In this work we studied the quantization process for the Szekeres system and the effects of the quantum corrections in inhomogeneous cosmological models as they are described by the De Broglie–Bohm theory for quantum mechanics. We make use of previous results and we wrote the Szekeres system in its Hamiltonian equivalent. We calculated the conservation laws for the classical system and we derived previous results while we were able to determine new conservation laws which were not found before. One of these conservation laws is the Lewis invariant which is an important adiabatic invariant for the oscillator with many applications in quantum mechanics. The remaining new conservation laws which we derived exist when the Hamiltonian system is conformally invariant, that is, when the conservation law of the “energy” is identical to zero. That means that these new conservation laws, which are constructed by conformal symmetries of the kinetic metric for the Hamiltonian system, exist for a specific set of trajectories for the classical Szekeres system.

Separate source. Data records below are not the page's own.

PR #2317, opened 2025-05-30
feat: Enable ingestion of precomputed embeddings

franciscojavierarceo:
# What does this PR do?
Enable ingestion of precomputed embeddings with `Chunks`.

This PR enhances the Llama Stack vector database APIs, schemas, and documentation to allow users to supply precomputed embedding vectors when inserting chunks. If a chunk includes an embedding, it is used directly; if not, embeddings are computed as before.

Summary of changes:
- `docs/source/building_applications/rag.md`
    - Added a section and example demonstrating how to insert a `Chunk` with precomputed embeddings.
- `llama_stack/apis/vector_io/vector_io.py`
    - Updated the `Chunk` model to include an optional `embedding` field.
    - Enhanced docstrings for `Chunk` and `insert_chunks` for improved clarity on usage.
- `llama_stack/providers/utils/memory/vector_store.py`
    - Modified the `insert_chunks` logic to:
        - Accept and validate provided embeddings for each chunk.
        - Compute embeddings only for chunks where they are not supplied.
        - Added `_validate_embedding` helper for robust input validation.
- `llama_stack/providers/inline/tool_runtime/rag/memory.py`
    - Improved chunk metadata token handling to use `.get()` with a default value, preventing potential KeyErrors.
- `tests/integration/vector_io/test_vector_io.py`
    - Added an integration test to verify successful insertion and retrieval of chunks with precomputed embeddings.
- `tests/unit/rag/test_vector_store.py`
    - Added unit tests for:
        - The `Chunk` model (including validation of the `embedding` field).
        - Vector store insertion logic with and without precomputed embeddings.
        - Error handling for invalid embeddings.
- `docs/_static/llama-stack-spec.html` and `docs/_static/llama-stack-spec.yaml`
    - Extended the `Chunk` schema to:
        - Include an optional `embedding` field.
        - Add detailed descriptions for `content`, `metadata`, and `embedding` properties for better API clarity.

## Test Plan
Added unit and integration tests.

I also tested this manually with a script to confirm the behavior.

## Resolves https://github.com/meta-llama/llama-stack/issues/2318


hardikjshah (changes requested):
Thanks for doing this, looks reasonable. Added a couple of comments to make this a bit more tight

tests/unit/rag/test_vector_store.py
```diff
@@ -126,3 +201,126 @@ def __repr__(self):
...
+            Chunk(content="Test 1", embedding=[0.1, 0.2, 0.3, 0.4], metadata={}),
+        ]
+        with pytest.raises(ValueError, match="has dimension 4, expected 3"):
+            await vector_db_with_index.insert_chunks(chunks_wrong_dim)
+
+        mock_inference_api.embeddings.assert_not_called()
+        mock_index.add_chunks.assert_not_called()
+
+    @pytest.mark.asyncio
+    async def test_insert_chunks_with_partially_precomputed_embeddings(self):
```
franciscojavierarceo, line 299: @hardikjshah take a look here

hardikjshah (approved):
thanks for the additional checks, looks good !

llama_stack/providers/utils/memory/vector_store.py
```diff
@@ -171,6 +171,22 @@ def make_overlapped_chunks(
...
+        raise ValueError(f"Embedding at index {index} must be a list or numpy array, got {type(embedding)}")
+
+    if isinstance(embedding, np.ndarray):
+        if not np.issubdtype(embedding.dtype, np.number):
+            raise ValueError(f"Embedding at index {index} contains non-numeric values")
+    else:
+        if not all(isinstance(e, (float | int | np.number)) for e in embedding):
+            raise ValueError(f"Embedding at index {index} contains non-numeric values")
+
+    if len(embedding) != expected_dimension:
```
varshaprasad96, line 186: Probably an improvement for later: If list of embeddings are provided, then we can mark the `embedding_dimmension` to be optional, and infer it from the first value.  If the user forgets or miscalculates it, the validation will fail — even if the embeddings are all of the correct shape.

varshaprasad96 (approved):
Just a nit. Rest looks good!
/lgtm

These new conservation laws applied to define differential operators are necessary to quantize the Szekeres system. We found new similarity solutions for the wave function of the Szekeres system. From these new wave functions we were able to constructed a nonzero quantum potential by applying the approach of Bohmian mechanics. In order to understand the effects of the quantum potential term in the original Szekeres system we wrote the modified Szekeres system and we studied the dynamics and the asymptotic solutions, for the trajectories with the initial condition the “energy” of the Hamiltonian equivalent system to be zero.

The main result of this analysis is that because of the quantum correction term, the dynamical evolution of the Szekeres system is modified, such that new asymptotic solutions exist which describe approximately Bianchi I spacetimes which modify the Kasner solutions of the Szekeres systems. These new Bianchi I solutions correspond to exact inhomogeneous solutions with a nonzero anisotropic fluid component with nonzero pressure and stress tensor terms. We conclude that quantum corrections can remove the “silent” property of the Szekeres universe, making the Szekeres model more useful in cosmological studies. Therefore, we show that quantum corrections can be seen as a mechanism to introduce negative pressure term in the cosmological fluid which is interesting since it may have applications for the description of the mechanism which starts the inflationary epoch.